Just getting something off my chest here. My FIL died the day after Christmas. I hadn't seen him since the summer, when he was terribly thin at that time, but still standing, fixing his own food.
Six months later, he died. When I saw his body, I was stunned at how emaciated he was. I couldn't believe someone could have lived at that weight. Every bone showed. His face was white, eyes closed, mouth open. When I first went into the room, I thought he wasn't even there, he was so thin and made no impression on the bed. He looked like something from a horror film. I was with my grandparents when they died…they looked nothing like this, thank God.
Though he was on hospice the last few days of his life, he should've been on it at least a couple of months before. It would've saved him so much pain. He was in agony when he finally accepted it. He hated western medicine and thought a raw vegetable diet would cure him. He essentially starved himself to death. He was 95 but never wanted to admit he was getting old. He knew more than the doctors, he thought, and he ended up pathetic and wasted.
That image is going to haunt me. He was a mean-spirited bully, but even he shouldn't have gotten to that point. All I hope now is that my MIL will have a better life and will live long enough to enjoy it.
However when my husband(who was under hospice care in our home for the last 22 months of his life, yet they couldn't get his pain under control especially at the end, and he hadn't eaten for 41 days and nothing to drink for over 25 days,)died, he too looked quite skeletal, and not at all like the man I loved and married 26 years earlier.
It was not how I wanted to remember him by, and thankfully 2 1/2 months later in the very early morning hours of Dec. 6th 2020(the morning after my husbands birthday)I was awakened by a pressure that was going down my entire left side as I was sleeping on my right side. I couldn't figure out what was going on, and as I turned to see, my husbands face was right in front of mine. He was younger, healthy, tan and best of all, smiling. It was a gift for sure, as I now knew that he was ok.
So now when and if the picture of him on his death bed and in the body bag tries to creep in, I immediately replace it with his smiling healthy face that came to visit me that Dec. morning.
Geaton, I bawled my way through Yad Vashem. I couldn't believe that one human could treat another so reprehensibly, you have to be a demon to behold and participate in that kind of behavior. To me, it is solid proof that the Jews are Gods chosen people, otherwise they wouldn't have been targeted for annihilation, that failed.
Funky, a dear friend was blessed with a visitation from her husband too. It gave her such comfort and peace, what a tremendous blessing for all who receive it.
I have been working on focusing less on the end and more on the life she had. At some point I hope those last hours will recede and I will be at peace. I suspect it will just take time. Please take care.
She looked awful, and I was not prepared for that. Lealonnie--I wish YB had done that with mother, her mouth was wide open and it looked so scary. I asked him "can't we close her mouth? YS is going to absolutely freak out". No, we couldn't and honestly, that image is haunting me.

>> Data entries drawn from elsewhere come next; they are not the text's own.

PR #422, opened 2023-04-14
removed obsolete map

omerlavanet:


orenl-lava (approved):
Fix looks fine.
Although, you really need to refactor `Start()`.
And replace dummy functions created for the sake of defer - with real functions (refactor!).

PR #425, opened 2023-04-16
CNS-379: enable lint on test files and fix lint issues

oren-lava:


oren-lava:
Closed due to being old. Will re-open from current latest main commit.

I swear the soul takes up 'space'. She looked tiny, and while she was small, she was not that small. IDK----the mortuary did a beautiful job with her hair and makeup and my OS and I dressed her for burial. That helped me to deal with the shock of how awful she looked right after her death.
I'm glad, for her sake, that she's gone. but typing this is making my BP rise...I guess I am not as 'over it' as I thought.
I've seen quite a few people right after their passing, but mother's was the hardest. She looked like she was in pain....but I know she passed quickly and painlessly.
I, too, thought that image would haunt me, but a month later I couldn't even conjure that image in my mind. You'll forget, too.
The body, when its preparing for transition, looks emaciated in some cases. A person approaching death will stop eating and drinking some days or even weeks prior.
I'm sorry that I don't have much feedback on this. I'm sorry that your FIL took the harder road to his transition, but please take comfort in knowing that he is finally at peace. Your FIL did what he felt was best for himself. He made his own decisions even to the dire end.
She was always a thin woman but she became a skeleton with flesh on it as she approached her end. She didn’t even weigh 100 pounds.
I have never gotten that image out of my mind.